Moondogs
Page 14
It was hard not to get caught up in Bobby’s energy, and though he’d hardly touched his lambanog, Benicio felt a little tipsy. He felt as though his life—or at least his night—had become as opulent as the ballroom itself; filled with light and crystal and music and melodrama. It was exciting.
“I’m going to text him the good news,” Bobby said, removing a cell phone from his jacket pocket. “You should know that he’ll probably want to go someplace more booze-oriented than this. You can still bail out if you need to.”
“No,” Benicio said, “I’d love to come along.”
THEY FINISHED THEIR LAMBANOGS while they waited for Charlie to finish schmoozing. Benicio got cozy on his stool and watched as a song ended, giving dancing guests an opportunity to sit and the sitting guests an opportunity to get up and dance. The instructors all stayed standing. As a new song began a woman in the crowd caught his attention and held it. A Filipina in a green dress stood near the edge of the dance floor, tapping lightly on shoulders as she tried to get by. She had black hair and skin a shade darker than most other women in the room. Her dress shimmered a bit as she turned, clinging loosely to her body and to the full swell of her small breasts. He watched her as she went, taken. Not just taken—turned on. She was heading for the bar.
The woman slid into the open space between him and Bobby. She leaned across the bar, trying to get the bartender’s attention. The back of her dress was open and Benicio watched her muscles and shoulder blades move beneath the surface of her skin.
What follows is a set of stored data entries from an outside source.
PR #124, opened 2016-07-13
Sort in upload files activity

AndyScherzinger:
yet another feature already implemented a while ago by @tobiasKaminsky as oc 1058

I rebased it to our latest master (not tests yet).

> Add the feature to sort in the uploader, in order to avoid a long scroll when selecting the most recent files for uploading.

Putting this up for discussion if we want to integrate this. It would imho help people especially for manual photo uploads.

cc @jancborchardt @LukasReschke and @przybylski


jancborchardt:
Yes, for sure. Actually in the uploader I would say the default layout should be sort by recency, cause you are most likely to upload recently modified files.

AndyScherzinger:
There actually isn't a default (now). The uploader is now able to change the sorting (like in the standard file list) and the sorting is shared between them, so the last sorting chosen by the user is respected by the file list, so if you change the sorting in the uploader your local file list will adopt that sorting (and vice versa).

jancborchardt:
Ok, I guess that’s the best course of action for now. :+1:

tobiasKaminsky:
LGTM

PR #125, opened 2016-07-13
Switch offline files

AndyScherzinger:
rebased and adapted PR originally done by @tobiasKaminsky to switch between all and offline files via the drawer menu.

please review @przybylski @tobiasKaminsky 

cc @LukasReschke and @jancborchardt for feature review in general even though this is an oldie PR :)


src/com/owncloud/android/operations/RefreshFolderOperation.java
```diff
@@ -525,7 +522,7 @@ private void sendLocalBroadcast(
 
 
     private void fetchFavoritesToSyncFromLocalData() {
-        List<OCFile> children = mStorageManager.getFolderContent(mLocalFolder);
+        List<OCFile> children = mStorageManager.getFolderContent(mLocalFolder, true);
```
AndyScherzinger: @tobiasKaminsky wasn't sure what to put in here, decided to use true, but might also be false. You might know/recall :)

tobiasKaminsky: As far as I understand all files within the folder (childrens) should be fetched, therefore changing it to "false".

AndyScherzinger:
Mergable from my point of view 

LGTM

AndyScherzinger:
@przybylski @tobiasKaminsky what do you think? I tested it on my device and it works (for me)

src/com/owncloud/android/ui/activity/DrawerActivity.java
```diff
@@ -208,19 +204,15 @@ public boolean onNavigationItemSelected(MenuItem menuItem) {
...
+                                refreshDirectory();
                                 break;
-                            // TODO activate when On Device branch is merged
-                            // case R.id.nav_on_device:
-                            //     menuItem.setChecked(true);
-                            //     mCheckedMenuItem = menuItem.getItemId();
-                            //     MainApp.showOnlyFilesOnDevice(true);
-                            //     refreshDirectory();
-                            //     break;
+                             case R.id.nav_on_device:
```
przybylski: show on device and show all items are mutually exclusive, so cannot be checked simultaneously. And yet, from code point of view it looks like they can. But I can be mistaken.

AndyScherzinger: Hi @przybylski they are mutually exclusive. Can you go a bit more into details why they could be checked simultaneously? The menu in general only allows one item to be in the checked state: https://github.com/nextcloud/android/blob/master/res/menu/drawer_menu.xml#L24

przybylski: This convinces me :) I haven't checked the xml file. Sorry

przybylski:
👍

src/com/owncloud/android/ui/activity/DrawerActivity.java
AndyScherzinger: No worries, I had to check the menu myself too :+1:

AndyScherzinger:
@tobiasKaminsky can you have a final look for the LGTM thingy :wink:

jancborchardt:
Nice, good stuff! :) We should push forward more with the offline stuff. The limited offline capability of the app was always a shortcoming – especially when you are on a train, plane or with bad mobile connection.

AndyScherzinger:
@jancborchardt that part is still the same (at the moment), this PR basically filters out all non-offline-available files, so you only see files already on your phone so you don't accidentally download a file.

jancborchardt:
Yup yup, I know – the sidebar entry. :) Good stuff

AndyScherzinger:
@tobiasKaminsky can you check to code and if fine with you, merge? :rocket:

jancborchardt:
(Btw, let’s keep the thumbs up emoji as an indicator for review. We use that since ages now. ;) And l g t m is not really understandable to many people cause it’s a really bad abbreviation.)

AndyScherzinger:
OK! :) but for the plugin you can go for LGTM, :+1: or :shipit: to approve (plugin enforced to MAINTAINERS responding with one of these) in order to be able to merge... :dancer:

jancborchardt:
Ah k, was just confused cause someone changed the +1 in my comment to LGTM (cause I didn’t write that)

AndyScherzinger:
Yeah, that was me...  :grin:

tobiasKaminsky:
LGTM

PR #128, opened 2016-07-14
corrected icon sizes for hdpi and mdpi

AndyScherzinger:
...like the title says, replaced all icons with wrong sizes, since on material design icons are 24dp sizes which wasn't 100% correct for some hdpi and mdpi icons, so they get resized at runtime. 

Besides that, removed all unused icons.

Please review and merge @LukasReschke @przybylski @jancborchardt @tobiasKaminsky 

PS: it is just icon work and sizes, so your choice to actually really look at the image diff ;)
Now all icons in all menus are shipped and no OS icon links are there anymore so it will always be nice, material style icon work :rocket:


jancborchardt:
Looks good I guess. :) If sizing them down is correct

AndyScherzinger:
@jancborchardt yes, the size should be 24dp according to material guidelines while we do you 24dp some icons haven't been 24dp but 36dp which leads to some "oversized" icons in cases where the OS doesn't resize on the fly and when it resizes the images get slightly blurred.

tobiasKaminsky:
I trust you :+1:

Issue #129, opened 2016-07-14
Provider authorities should be an absolute package name


AndyScherzinger:
As already filed in the owncloud issue tracker https://github.com/owncloud/android/issues/1735 forks will have collisions with authorities, e.g. ```UsersAndGroupsSearchProvider``` as well as the ```ManageSpaceActivity```.

The later has been fixed (for us) by using the full qualified name of the class but I think it would be best, if we move these two (and any other that may need to be moved) to a ```com.nextcloud.android``` package so both apps behave well and let a user run them in parallel - being good citizens.

cc for approval: @nextcloud/android

jancborchardt:
Sounds good, yeah.

przybylski:
ok to me

AndyScherzinger:
Sweet let's when we find the time to do this. We either can get it into 1.2.0 or should maybe do a 1.2.1 depending on how long it'll take us to implement 1.3.0

tobiasKaminsky:
Merged

PR #130, opened 2016-07-14
#129 Add authorities prefixes to providers

przybylski:


przybylski:
#129

tobiasKaminsky:
Have you tested it with an owncloud app in parallel?
I think we have to modify also the package name of the class, or?

przybylski:
I haven't but It shouldn't be a problem, BUT ill check.

tobiasKaminsky:
I tried it, but it did not work. I had to change authorities to
com.nextcloud.android.providers.UsersAndGroupsSearchProvider

AndyScherzinger:
I've tested it with @przybylski's latest commit and it is working. :+1:

AndyScherzinger:
@przybylski @tobiasKaminsky - one minor thing though which we can postpone for now. The authority changes are now using ```com.nextcloud.android``` which nicely matches the app's id except for the newly introduced document provider which is packaged in ```org.nextcloud```. Not sure if we want to change this, but using com.nextcloud.android as a parent package for new thing seems consistent naming wise.

AndyScherzinger:
@tobiasKaminsky can you also do a final test/approval ?

tobiasKaminsky:
@AndyScherzinger regarding com.nextcloud vs. org.nextcloud we should discuss in a new issue.

tobiasKaminsky:
I have tested it with both apps installed in parallel.
It works :+1:

PR #137, opened 2016-07-19
Log.wtf() should not be used unless an assertion fails

AndyScherzinger:
bugfix based on oC's 1603 with adaption for the new drawer implementation.

> This will prevent crashing when running on a userdebug phone. Log#wtf
should only be used when the program can not go on because a critical
assertion fails. These all don't seem to meet that criteria.

> Fixes 1603

please check and merge @nextcloud/android


AndyScherzinger:
Changes are MIT licensed btw.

Green fabric hung low around her hips—so low that he guessed she must be using some kind of tape to make sure the top of her ass stayed hidden—and then met again in a metal clasp at the back of her neck. The bartender came down to their end and her dress moved as she leaned farther forward to order a gin. He asked for her key and she patted down the sides of the dress, as though there were pockets there, and told him a room number.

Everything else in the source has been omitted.